If you are looking for John Abraham taking off his shirt in a political thriller infused with song and dance, if you are keen on decibel levels raised to needlessly over-dramatise intrinsically melodramatic situations, then this is not the film for you. Madras Café is what D-Day might have been if Nikhil Advani had reined himself in just that little bit. This is a fictionalised account of Indian intelligence-gathering and other covert operations involving the LTTE (called LTF in the film) in the couple of years running up to the assassination of Rajiv Gandhi (called “ex-PM” here) and centred around an imagined RAW operative Vikram Singh (John).

Santosh Sivan’s The Terrorist and Mani Ratnam’s Kannathil Muthamittal are perhaps the foremost Indian films to have covered the LTTE so far. Both were lovely but different from this one, more emotional and novel-esque. Madras Café’s near-unflinching, near-newspaper-like matter-of-factness is its strength. It goes quietly from Point A to Point B to Point C the way real life does, underlining the unrelenting, risky and thankless nature of the espionage agent’s work. It does this without glamourising spies as Hollywod does. Vikram Singh is no James Bond, nor Ethan Hunt from the MI series. He is a real man with real vulnerabilities. He is brave but not without fear; he even has nightmares when he returns from a war zone. He does not drink martinis “shaken not stirred”; he’s just a human being who’s shaken and stirred. This then is Rajiv Gandhi’s assassination seen through the eyes of Vikram. He doesn’t know for sure that it will happen; we do. It is to director Shoojit Sircar’s credit that the film remains compelling right till the end even though we all know what’s coming.

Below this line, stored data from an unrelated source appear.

PR #110, opened 2018-07-09
Adding a lockfile so Jenkins shuts down correctly on RedHat-based distros

marcelocarlos:
RedHat-based (Centos, Amazon Linux, etc) distros expect a lockfile so it stops the services correctly when shutting down or rebooting.

The current init file is based on the Suse RPM version, which doesn't require that.

This updates the init script to create and remove the lockfile to ensure graceful shutdown/reboot of jenkins servers.

It also adds a chkconfig comment to the init file, so we can better define its runlevels.

Tested in Amazon Linux 1 (2018.03) and working as expected.

### DIFF
--- a/rpm/build/SOURCES/jenkins.init.in
+++ b/rpm/build/SOURCES/jenkins.init.in
@@ -1,6 +1,7 @@
 #!/bin/sh
 #
-#     SUSE system statup script for Jenkins
+#     RedHat system statup script for Jenkins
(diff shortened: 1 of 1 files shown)


marcelocarlos:
What's the next step before we can merge it? Anything pending?

oleg-nenashev:
I'd guess it needs an action from the repo maintainer.
CC @svanoort who is the maintainer AFAIK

Though Madras Cafe is replete with historical references and rich in detail right down to reminding us of the tennis shoes Rajiv wore on that fateful day, it’s important to stress that it is not a documentary. Blending fact with fiction in the manner it does is rarely-charted territory for Bollywood but Shoojit manages well. The film is based on the premise that Rajiv was killed by a shadowy network involving Sri Lanka’s Tamil Tigers and global forces opposed to the late Indian prime minister’s efforts to find a peaceful political solution to the Lankan civil war. Now this may bother you if you are not inclined to take such a kind view of Rajiv especially since the film fails to mention the irony that Indira Gandhi’s and Rajiv’s regimes had played a role in nurturing the nascent LTTE. So the key to enjoying Madras Café is to accept that history is always someone’s version of events. Let’s also be clear, this film is not about Rajiv; he is merely on the sidelines here, as Vikram doggedly goes about his business.

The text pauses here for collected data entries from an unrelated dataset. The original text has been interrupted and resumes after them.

PR #111, opened 2018-12-12
[FIXED JENKINS-55149] deb access set in JENKINS_ARGS

keithmarsh:
The options to enable access logs were set in DAEMON_ARGS, breaking daemon startup.  Moved access log options to append to JENKINS_ARGS.


oleg-nenashev:
Thanks for the PR @keithmarsh !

Shoojit and Madras Café’s writers (story and screenplay: Somnath Dey and Shubendu Bhattacharya, dialogues: Juhi Chaturvedi) rarely abandon the tone of detachment in their narration. Some problems merit a mention though: the flashback device used to tell us the story – Vikram Singh recounting those years to a priest in a church – didn’t work for me and led to some of the film’s very few less-than-true-to-life moments, including Vikram walking into the camera quoting Tagore’s Gitanjali. There is also one awkward scene with Vikram’s boss’ wife (played by Ruma Ghosh) in which she sheds tears over the ex-PM’s assassination and asks: What was his fault? Nowhere else does Madras Café appear to deify Rajiv, which makes this maudlin moment rather jarring, especially considering the tricky political questions involved.

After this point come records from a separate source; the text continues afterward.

PR #73, opened 2021-08-24
feat: add project related endpoints to emualator retry tests

### LINKED ISSUE #56: Storage(emulator): Add project related endpoints to Retry Test API
**What component of `google-cloud-cpp` is this feature request for?**
GCS `google/cloud/storage/emulator`

Per discussion with @frankyn, incorporate project related routes in [project.py](https://github.com/googleapis/google-cloud-cpp/blob/main/google/cloud/storage/emulator/gcs/project.py) into Retry Test API. 

The [Retry Test API](https://github.com/googleapis/google-cloud-cpp/tree/main/google/cloud/storage/emulator#retry-test-api) offers a mechanism to describe more complex retry scenarios while sending a single, constant header through all the HTTP requests from a test program. It is used to enable the Retry Strategy Conformance Tests. Currently, the Retry Test API supports bucket and object related operations. The Retry Test API should also cover project-related operations in order to verify if retries are working as intended across all operations.

Examples of project related operations include [`Projects.hmacKeys`](https://cloud.google.com/storage/docs/json_api/v1/projects/hmacKeys) and [`Projects.serviceAccount`](https://cloud.google.com/storage/docs/json_api/v1/projects/serviceAccount)

Note: This issue is planned to be addressed in the new storage-testbench repo

Breathtender:
Fixes #56

### DIFF
--- a/emulator.py
+++ b/emulator.py
@@ -886,6 +886,61 @@ def delete_resumable_upload(bucket_name):
     db.delete_upload(upload_id, None)
     return flask.make_response("", 499, {"content-length": 0})
 
+# PROJECT ROUTES #
+
+@gcs.route("/projects/<project_id>/hmacKeys", methods=["POST"])
+@retry_test("storage.hmacKey.create")
+def hmackeys_create(project_id):
+    project = gcs_type.project.get_project(project_id)
+    email = flask.request.args.get("email")
+    response = project.insert_hmac_key(email)
+    fields = flask.request.args.get("fields", None)
+    return testbench.common.filter_response_rest(response, None, fields)
+
+@gcs.route("/projects/<project_id>/hmacKeys/<access_id>", methods=["DELETE"])
+@retry_test("storage.hmacKey.delete")
+def hmackeys_delete(project_id, access_id):
+    project = gcs_type.project.get_project(project_id)
+    project.delete_hmac_key(access_id)
+    return ""
+
+@gcs.route("/projects/<project_id>/hmacKeys/<access_id>", methods=["GET"])
+@retry_test("storage.hmacKey.get")
+def hmackeys_get(project_id, access_id):
+    project = gcs_type.project.get_project(project_id)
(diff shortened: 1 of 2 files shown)


emulator.py
```diff
@@ -886,6 +886,61 @@ def delete_resumable_upload(bucket_name):
     db.delete_upload(upload_id, None)
     return flask.make_response("", 499, {"content-length": 0})
 
+# PROJECT ROUTES #
+
+@gcs.route("/projects/<project_id>/hmacKeys", methods=["POST"])
```
coryan, line 891: Seems like this duplicates the code in:

https://github.com/googleapis/storage-testbench/blob/dfaed891836b1ef8152c79133dc3f5187ec8c954/gcs/project.py#L194-L287

We can either refactor the  `retry_test()` wrapper so it is usable from there, or we can move the functions from that location to here.

gcs/project.py
```diff
@@ -182,6 +182,10 @@ def get_hmac_key(self, access_id):
             testbench.error.notfound("service account for key=%s" % access_id, None)
         return sa.get_key(key_id)
 
+    def list_hmac_keys(self):
+        """List keys across all service accounts in the project"""
+        return [sa.key_items() for sa in self.service_accounts.items() for sa in sa]
```
coryan, line 187: Please add a test to make sure this is covered, it is a relative simple function, but let's try to keep the coverage high (it avoids hiding other errors).

emulator.py
coryan: BTW, if you decide to keep the functions in `projects.py`, then the existing unit tests will work.  Otherwise, please remember to change those unit tests to target the new functions.

coryan (changes requested):
Thanks for this change!  There is some duplication with existing code, more details in the comments.

emulator.py
Breathtender: Oh sweet that makes sense, will work to integrate those then.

The casting is unconventional. John surrenders his sex-bomb image to this role, and delivers a convincing performance. It’s been a pleasure watching this man grow as an actor in the past 10 years. His Vikram is surrounded by interesting actors playing well-written characters, each memorable despite brief appearances: TV producer and 1980s telequiz host Siddhartha Basu as Vikram’s boss Robin Dutt, model Raashi Khanna as Vikram’s wife Ruby, adman Piyush Pandey as the Indian Cabinet Secretary, former Aaj Tak journalist Dibang as an unnamed figure in Bangkok, among others. All the actors playing Tamil militants are believable as is journalist-and-theatre-artiste Prakash Belawadi in the role of troubled RAW honcho Bala. One sore point: Gayathri Devarajan in a few-seconds-long appearance as Bala’s wife. Nargis Fakhri doesn’t particularly enrich her role as London-based war correspondent Jaya Sahni and seems to have been cast for her foreign accent, but to be fair to Shoojit, he does control her bobbing head and pouting lips unlike Imtiaz Ali who directed her debut Hindi film Rockstar.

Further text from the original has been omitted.